Now, when we are faced with a modus ponens argument pattern and a modus tollens version of the same pattern, these two different inferences take us in different directions along the ladder of metaphysical explanation. Assuming that facts about lower level entities typically imply more at higher levels rather than vice versa, we can expect that only one of these patterns will be in the generating set. The one that will be in the generating set will be whichever pattern is following the ladder of metaphysical explanation upward. In other words, E(K_M) ought to track the direction of metaphysical explanation in exactly the right way.

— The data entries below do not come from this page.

PR #911, opened 2022-12-06
Add `sparse_matrix(R,n,m)` as alternative to zero_matrix(SMat,R,n,m)

fingolfin:
I discussed with @HechtiDerLachs today how to create sparse matrices, and it took us a bit to determine that we should use `zero_matrix(SMat,R,n,m)` to specify an initial column count (i.e., we used `n=0` and set `m` to the final column count).

We both expected `sparse_matrix` to allow us to specify a row and/or column count. Based on this, my suggestion was to just add that. Instead of writing an issue, here is a proof of concept. If this is deemed acceptable, I can finish it up by linking the new constructor into the manual and adding a test.

### DIFF
--- a/docs/src/sparse/intro.md
+++ b/docs/src/sparse/intro.md
@@ -90,6 +90,7 @@ As a consequence, unlike their dense counterparts, sparse matrices have a mutabl
 ### Construction
 ```@docs
 sparse_matrix(::Ring)
+sparse_matrix(::Ring, ::Int, ::Int)
 ```
 
 Sparse matrices can also be created from dense matrices as well as from julia arrays:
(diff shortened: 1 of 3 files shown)


fieker:
I don't think this is any good. What is the use case? Creating a zero matrix and setting entires? This will be slow as the sparse_matrices cannot add entries (efficiently). The data structure is designed around creating sparse_rows and appending them to the matrix. Any attempt to use the sparse matrix as an inplace replacement for a dense one is doomed to be inefficient...

thofma:
This seems fine. And I agree that `sparse_matrix(R, 0, n)` is a good idea. Coincidentally @esabo asked something similar yesterday.

fingolfin:
Oops, I had forgotten about this one...

I've now put the new method into the docs (though perhaps I should put it elsewhere, suggestions welcome), and added trivial tests.

fingolfin:
The failure in Julia 1.8 on windows looks like a fluke?

thofma:
Yes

What if there is no ladder of metaphysical explanation of the kind that we have just described? What happens if there is no inferential asymmetry between facts at lower levels and facts at higher levels? In this situation, it may be quite difficult to get the unificationist machinery to line up with the intuitive metaphysical explanations. A modus tollens pattern may be just as good as the associated modus ponens pattern. Because we find the assumption at issue plausible—that facts about lower level entities explain more at higher levels—we are willing to make the unificationist theory a hostage to fortune.

5 Conclusion

The unificationist theory successfully rules that reflexive, monotonic, symmetrical and irrelevant derivations are not metaphysical explanations. It is thus a viable contender for an account of metaphysical explanation. There is, of course, work to be done. We need to show that the theory is not just viable but adequate. Doing that requires showing that the best systematisation of our metaphysical beliefs lines up with our intuitions about what is, and what is not, a metaphysical explanation. Further testing of the unificationist theory by looking at more particular cases of metaphysical explanation and fitting them to argument schemas is needed. Nonetheless, we hope to have provided the necessary motivation to undertake such a task.